Ami lecteur, amie lectrice, soyez les bienvenus sur ce blog d'un jeune auteur. De la fantasy, de la littérature, des essais de romans ou de simples nouvelles, ici se trouve un monde panaché que je t'invite à explorer selon tes envies. Tu décèleras certainement des fautes et des erreurs de style, ne passe pas cependant ton chemin et poste plutôt une critique constructive. Je les lirai avec grand plaisir et en tiendrai compte! Merci d'avance et bonnes lectures !
dimanche 25 décembre 2011
samedi 17 décembre 2011
Une bonne topette de rhum, suite
La nuit était désormais tombée. L’on pouvait entendre le murmure de la
rue animée par la douce fraîcheur du soir et voir passer une foule de badauds
dans les rues éclairées par de grandes torches résineuses, autour desquelles
s’agglutinaient foule de moustique et autres papillons de nuit. André
s’essuyait la bouche après un copieux repas composé de boudins créoles, puis
d’un poulet boucané servi avec un lit de carotte et de pommes de terre, le tout
arrosé d’une bonne bouteille de Bordeaux. En guise de digestif, il buvait à
petite gorgées un verre d’Armagnac, directement importé de France, doux et sucré
comme il le fallait, tout en contemplant la salle.

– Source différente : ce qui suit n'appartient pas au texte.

PR #761, opened 2025-08-22
Add Python 3.13 compatibility

nate-kean:
## Description

Adds Python 3.13 as a tested version in the CircleCI configuration, and introduces some small changes to the following tests to make them work in Python 3.13:
- `test_GUNW_hyp3_metadata_update`
- `test_GUNW_hyp3_metadata_update_different_prefix`
- `test_cube_timemean`
- `test_cube_weighting`

## Motivation and Context

`test_GUNW_hyp3_metadata_update` series: updated `gunw_schema.json` to the version of the JSON Schema spec that `jsonschema` 4+ uses. `jsonschema` upgraded from `==3.2.0` to `>=4` to make it compatible with Python 3.13.

`test_cube_` series: Was also failing in lower Python versions. I cherry-picked the MERRA2-relevant bit from #752, and the issue fixed itself. The code for interacting with the dataset seemed invalid for one returned from `pydap`, but it fit perfectly with one from `xarray`.

I also included a refactor to `test_temporal_interpolate.py` that helped me debug this. `calcDelays` is now called directly instead of through `subprocess.run`, so the debugger will break at exceptions that occur within it.

## How Has This Been Tested?

Tests now all pass in CircleCI on all our supported Python versions, including Python 3.13. I can confirm that all tests pass locally on Python 3.13, as well.

## Type of change

## Checklist:


jlmaurer (approved):
LGTM. @cmarshak you may want to take a quick look before this gets merged. Tests all pass so I assume this is consistent with existing GUNW file structure.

Eustache avait été rejoint par deux jolies garces du cru, la vingtaine,
grande, peau couleur café latte et longues tresses de cheveux noires crépues
où dansaient aux moindres mouvements des
centaines de perles de verroterie de qualité. Elles devaient vraisemblablement
être sœur, vêtues des mêmes robes de toiles multicolores, tant affectionnées
par les filles créoles. Elles servaient à tour de bras les plats que le
maître-queue faisait cuire directement dans la salle, où régnait une puissante
odeur de viande et autres légumes mijotés, et remplissaient les godets des
joyeux drilles qui emplissaient la salle.
Un orchestre composé d’une viole, d’un clavecin et d’un violoncelle jouait
des airs entrainants de Lully et autres grands compositeurs raffinés de France
du haut d’une mezzanine, de la balustrade, ils auraient pu toucher chandelier
allumé tous les soirs afin de régaler la vue des gentilshommes et leur rappeler
les souvenirs de la Mère Patrie. Le Royal n’était pas pour rien la meilleure
hostellerie de la Martinique, si ce n’est des Îles sous le Vent.
Le patron, un vieux bourgeois venu de Paris, était venu s’installer en
Nouvelle France après une jeunesse mouvement à ce qu’on disait. Désormais
vieilli, crâne dégarni et panse rebondi sous un tablier blanc, propre comme s’il
venait d’être lavé, il passait entre les tables, s’enquérant de la santé de
tous, ayant toujours un mot ou une tirade, connaissant par son nom tous les
habitués et capables de connaître presque tous leurs péchés mignons. Il vaquait
toujours avec cet air bonhomme et réjoui de l’homme quasiment ivre constamment,
mais seulement à moitié. André savait toutefois qu’il ne manquait rien de ce
qui pouvait se passer en salle, prêt à intervenir au moindre dérapage.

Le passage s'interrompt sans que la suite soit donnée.